Shares of the iShares Silver Trust plunged to $64.68 on March 19 — extending a brutal 15.4% drop from last week's $76.48 — as a one-two punch of scorching wholesale inflation data and a cautious Federal Reserve crushed investor appetite for metals that don't pay interest.

  • Producer Prices Surged at Twice the Expected Rate, and That Was Before the Oil Shock Worsened. U.S. producer prices rose more than twice as fast as expected in February, with the PPI climbing 0.7% versus the 0.3% economists had forecast.

On a 12-month basis, PPI inflation hit 3.4%, the hottest reading since February 2025. For SLV holders, this matters because rising wholesale costs signal that consumer inflation isn't fading — and that keeps the Fed from cutting rates, which would otherwise make zero-yielding silver more attractive relative to bonds.

  • The Fed Held Rates Steady and Raised Its Own Inflation Forecast. The FOMC voted 11-1 to keep the federal funds rate at 3.5%–3.75%.

Both headline and core PCE inflation forecasts for 2026 were revised up to 2.7%, from December's projections of 2.4% and 2.5%.

The dot plot penciled in just one cut for 2026 , and futures traders pushed out the next rate cut to at least December. Higher-for-longer rates mean Treasury bonds keep offering real competition to silver, which generates no income for holders.

  • Silver Is Being Squeezed from Both Sides: A Stronger Dollar and ETF Outflows. Silver dropped more than 5% during a volatile session, breaching the $80 level as investors grappled with core inflation at a three-year high.

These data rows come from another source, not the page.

PR #755, opened 2022-02-04
Unit tests for AMQ-8053

lucastetreault:
Add some unit tests for https://issues.apache.org/jira/browse/AMQ-8053.

### DIFF
--- a/activemq-broker/src/test/java/org/apache/activemq/broker/UserIDBrokerTest.java
+++ b/activemq-broker/src/test/java/org/apache/activemq/broker/UserIDBrokerTest.java
@@ -1,0 +1,149 @@
+package org.apache.activemq.broker;
+
+import junit.framework.TestCase;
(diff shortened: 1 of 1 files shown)


jbonofre:
Are you sure about this test ? At first glance, it doesn't seem fully correct to me.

Silver-backed ETFs saw outflows of over 1.5 million ounces in just two weeks , a sign that institutional money is choosing cash and yields over physical metal. In this high-yield environment, silver must compete with 10-year Treasuries flirting with the 4.0% mark.

  • Industrial Demand Provides a Floor — But It's Not Enough Right Now. Structural demand from solar panels (expected to consume over 120 million ounces this year) and AI servers that use 3.5x more silver than traditional hardware has created a demand floor that didn't exist in prior cycles.

Silver supply deficits are projected for a sixth consecutive year. Yet as Powell conceded the Fed is "not making as much progress on inflation as it had hoped," macro headwinds are overpowering the industrial story. Until rate-cut expectations firm up, SLV faces a painful tug-of-war between long-term physical scarcity and short-term monetary gravity.